I have a function $f(x,y)$ which is convex with respect to $x$ and concave to $y$. The problem \begin{align} \min_x \max_y f(x,y)\\ \text{s.t.} x \in \mathcal{C} \end{align} is then convex-concave saddle point. Now I found that I have to add another constraint in the form $x^\mathsf{T}A y=0$, where $A$ is an invertible matrix. Is the following problem still convex-concave? \begin{align} \min_x & \max_y f(x,y)\\ \text{s.t.} &x\in \mathcal{C}\\ &x^\mathsf{T} A y = 0 \end{align} I know that a problem of the form \begin{align} \min_x & \max_y x^\mathsf{T} A y\\ \text{s.t.} &x\in \mathcal{C}\\ \end{align} is convex-concave.

Answer 1

We have the bilinear equation

$$\rm x^{\top} A \, y = 0$$

where $\mathrm A \in \mathbb R^{n \times n}$ is a given invertible matrix. The equation above can be rewritten as follows

$$\begin{bmatrix} \mathrm x\\ \mathrm y\end{bmatrix}^{\top} \begin{bmatrix} \mathrm O_n & \mathrm A\\ \,\mathrm A^{\top} & \,\mathrm O_n\end{bmatrix} \begin{bmatrix} \mathrm x\\ \mathrm y\end{bmatrix} = 0$$

The characteristic polynomial of the block matrix is

$$\det \begin{bmatrix} s \mathrm I_n & -\mathrm A\\ -\mathrm A^{\top} & s\mathrm I_n\end{bmatrix} = \det \left( s^2 \mathrm I_n - \mathrm A \mathrm A^{\top} \right)$$

Since $\mathrm A$ is invertible, $\mathrm A \mathrm A^{\top}$ is positive definite.
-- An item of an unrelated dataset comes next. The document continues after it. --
PR #358, opened 2024-08-22
620 fix pegout fees should be taken out of pegout request

arminsabouri:
## Description
Users need to paying for L1 pegout fees. If fees are deducted from the federation wallet change outputs then we will slowly de-peg the sidechain.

Thus, the spectrum of the block matrix contains the positive and negative square roots of the positive eigenvalues of $\mathrm A \mathrm A^{\top}$. Hence,

$$\begin{bmatrix} \mathrm O_n & \mathrm A\\ \,\mathrm A^{\top} & \,\mathrm O_n\end{bmatrix}$$

is indefinite. We then conclude that the set

$$\left\{ \begin{bmatrix} \mathrm x\\ \mathrm y\end{bmatrix} \in \mathbb R^{2n} : \begin{bmatrix} \mathrm x\\ \mathrm y\end{bmatrix}^{\top} \begin{bmatrix} \mathrm O_n & \mathrm A\\ \,\mathrm A^{\top} & \,\mathrm O_n\end{bmatrix} \begin{bmatrix} \mathrm x\\ \mathrm y\end{bmatrix} = 0 \right\}$$

is non-convex.

Answer 2

A standard approach can be used to convert your program into a single level optimization problem.

Start with

$\min_{x} \max_{y} f(x,y)$

subject to

$x \in C$

$x^{T}Ay=0$.

Now, assuming that the Karush-Kuhn Tucker sufficient conditions for the inner maximization are satisfied, we can substitute them into the problem. For any given $x$, the KKT conditions for the inner maximization are:

$\nabla_{y} f(x,y)=\lambda A^{T}x $

$x^{T}Ay=0$.

The original problem can then be written as:

$\min_{x,y,\lambda} f(x,y)$

subject to

$x \in C$

$x^{T}Ay=0$

$\nabla_{y} f(x,y)=\lambda A^{T}x $.

Whether you can solve this will depend on the details of $f$ but it won't be a convex problem.